2016年8月11日(木) 妻と夫へ(1ペトロ3:1-7)
ご機嫌いかがですか。キリスト改革派教会がお送りする「聖書を開こう」の時間です。今週もご一緒に聖書のみことばを味わいましょう。この時間は、キリスト改革派教会牧師の山下正雄が担当いたします。どうぞよろしくお願いします。
聖書を読むときに大切なことは、そこに記されている事柄は、その当時に生きていた人たちに語られている、という前提で読むということです。それは、聖書に記された内容が、現代人にはほとんど関係がない話だ、という意味ではありません。そうではなくて、当時の人たちが普通に持っていた考えや世界観を背景にして読まなければ、そこに記されていることがらの真意を読み違えてしまうということです。
たとえば、今日でいう人権思想という考えを誰もが持っていたわけではない時代に信仰を持ったとき、その社会の中でどう信仰をもって社会と向き合うか、ということと、誰もが人権についての理解をもって互いに受け入れあう社会の中で、どう信仰をもって生きるのか、とでは、まったく違う課題があり、その課題に取り組む姿勢もまったく違います。
あるいは男女平等という意識がほとんどない社会で生きる信仰者と、男女平等ということが当たり前の社会で生きる信仰者では、直面する問題も、それへの取り組み方も当然違ってきます。
実はきょうの個所も、現代的なセンスで読んでしまうと、思わぬ誤解をしてしまう個所です。
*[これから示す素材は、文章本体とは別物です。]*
PR #36, opened 2022-02-11
Create GH action to auto publish crate upon release

### LINKED ISSUE #30: Automate crates publish of releases
Perhaps we should utilise a GH action too `cargo publish` each release?

https://github.com/marketplace/actions/publish-crates

cc @flavio @cpanato

cburkhardt27:
#### Summary

Creates a Github action to automatically `cargo publish` each new release to crates.io.
The version number of the crate in the Cargo.toml file will have to be updated prior to the new release for the action to work.
Also, a Github secret for the crates.io API token needs to be set up so that there's authorization to publish the update. Currently, the secret is named CARGO_API_TOKEN in the .yml file.
#### Ticket Link

Fixes #30 

#### Release Note

```release-note

```

### DIFF
--- a/.github/workflows/auto-publish-crates-upon-release.yml
+++ b/.github/workflows/auto-publish-crates-upon-release.yml
@@ -14,6 +14,4 @@ jobs:
            override: true
 
       - name: publish crates
-        uses: katyo/publish-crates@v1
-        with: 
-          registry-token: ${{ secrets.CARGO_API_TOKEN }}
+        run: cargo publish --token ${{ secrets.CARGO_API_TOKEN }}
--- a/.github/workflows/auto-publish-crates-upon-release.yml
+++ b/.github/workflows/auto-publish-crates-upon-release.yml
@@ -1,0 +1,19 @@
+name: Publish-Crate-Upon-Release
+on:
+  release:
+    types: [published]
+
+jobs:
+  publish-automatically:
+    runs-on: ubuntu-latest
+    steps:
+      -  uses: actions/checkout@v2
+      -  uses: actions-rs/toolchain@v1
+         with:
+           toolchain: stable
+           override: true
+
+      - name: publish crates
+        uses: katyo/publish-crates@v1
+        with: 
+          registry-token: ${{ secrets.CARGO_API_TOKEN }}


.github/workflows/auto-publish-crates-upon-release.yml
```diff
@@ -0,0 +1,19 @@
...
+      -  uses: actions/checkout@v2
+      -  uses: actions-rs/toolchain@v1
+         with:
+           toolchain: stable
+           override: true
+
+      - name: publish crates
+        uses: katyo/publish-crates@v1
+        with: 
+          registry-token: ${{ secrets.CARGO_API_TOKEN }}
```
flavio, line 19: This is a matter of personal taste, but I'm a bit "paranoid" about depending on external GitHub actions. Especially if they don't have much adoption or if they are doing something "trivial".

I've looked at the features provided by this extension and I couldn't find something that we need and is not covered by `cargo publish`. IMHO `cargo publish` is already doing the basic checks we would need.

I would start with something like that, and then eventually migrate to this action or to something else if we need more features:

```suggestion
      - name: publish crates
        run: cargo publish --token ${{ secrets.CARGO_API_TOKEN }}
```

lukehinds: That' a fair point. We also need to think about whose token we use, as its tied to a GitHub oauth2 grant. I am happy to self-nominate my account, but I also think we should include other sigstore-rs codeowners (aka yourself @flavio)

lukehinds: I added a token for now under `CARGO_API_TOKEN`, we can try that out @cburkhardt27

flavio: A common pattern I've seen on crates.io is the following one:

  * Create a bot account on crates-io: add it as one of the owners of the crate
  * Add the human maintainers of the library as maintainers too

We might want to do that... I don't know if the Sigstore organization has already a bot account that is used for other purposes. Otherwise we could simply create a new bot account on crates.io

lukehinds: OK. We now have a sigstore-bot account on crates.io: https://crates.io/users/sigstore-bot

The bot's token is added to `CARGO_API_TOKEN`

@cburkhardt27 , you should be able to make the changes flavio recommends.

@flavio Let us know when the oci-distribution PR merges that we need before we can make the first release.

cburkhardt27: Thanks for the feedback! I updated the PR to `cargo publish`

flavio (approved):
LGTM

lukehinds (approved):
Thanks @cburkhardt27 !

PR #38, opened 2022-02-21
Change the visibility of `SignagureLayer` attributes

flavio:
This is required to make writing of unit tests easier for 3rd parties defining their own constraint validators.


viccuad (approved):
Don't have review rights here, yet thanks!

lukehinds (approved):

しかし、今日を生きる私たちにとって、何の学ぶ点もない勧めでもありません。注意深く読むときに、ここで教えられていることがらが、今を生きる私たちにとっても大きな意味を持つ勧めであることに気がつきます。
それでは早速今日の聖書の個所をお読みしましょう。きょうの聖書の個所は新約聖書 ペトロの手紙一 3章1節〜7節までです。新共同訳聖書でお読みいたします。
同じように、妻たちよ、自分の夫に従いなさい。夫が御言葉を信じない人であっても、妻の無言の行いによって信仰に導かれるようになるためです。神を畏れるあなたがたの純真な生活を見るからです。あなたがたの装いは、編んだ髪や金の飾り、あるいは派手な衣服といった外面的なものであってはなりません。むしろそれは、柔和でしとやかな気立てという朽ちないもので飾られた、内面的な人柄であるべきです。このような装いこそ、神の御前でまことに価値があるのです。その昔、神に望みを託した聖なる婦人たちも、このように装って自分の夫に従いました。たとえばサラは、アブラハムを主人と呼んで、彼に服従しました。あなたがたも、善を行い、また何事も恐れないなら、サラの娘となるのです。同じように、夫たちよ、妻を自分よりも弱いものだとわきまえて生活を共にし、命の恵みを共に受け継ぐ者として尊敬しなさい。そうすれば、あなたがたの祈りが妨げられることはありません。
きょう取り上げた個所は、妻と夫に対する勧めのことばです。大きな流れからいうと、ペトロは、2章11節以下で、この世に生きるキリスト者について、その基本的な生き方の姿勢を記しました。それは、天国へと向かう旅人の姿であり、また、この世に一時滞在する寄留者の姿であるということでした。それは、しかし、この世と無関係に生きる姿勢ではなく、一時にすぎないからと言って、自由奔放な恥知らずの生き方でもありません。むしろ、この世に対しては、神の国の民にふさわしい品位をもって生きることが勧められ、すべての人に対して、敬愛の念を持つ生き方です。
妻と夫に対しても、聖書の大きな前提は変わりません。少し残念に思うかもしれませんが、聖書は夫婦の関係をこの世に生きる間のものと考えています。夫婦どちらかの死を超えてまでも、相手をつなぎ留めておく関係ではありません(1コリント7:39)。イエス・キリストご自身、来るべき世では、めとったり嫁いだりしないとも明言しています(マルコ12:25)。ですから、キリスト教会では、結婚のときに求められる誓約は、永遠の愛ではなくて、死が二人を分かつ時までの愛です。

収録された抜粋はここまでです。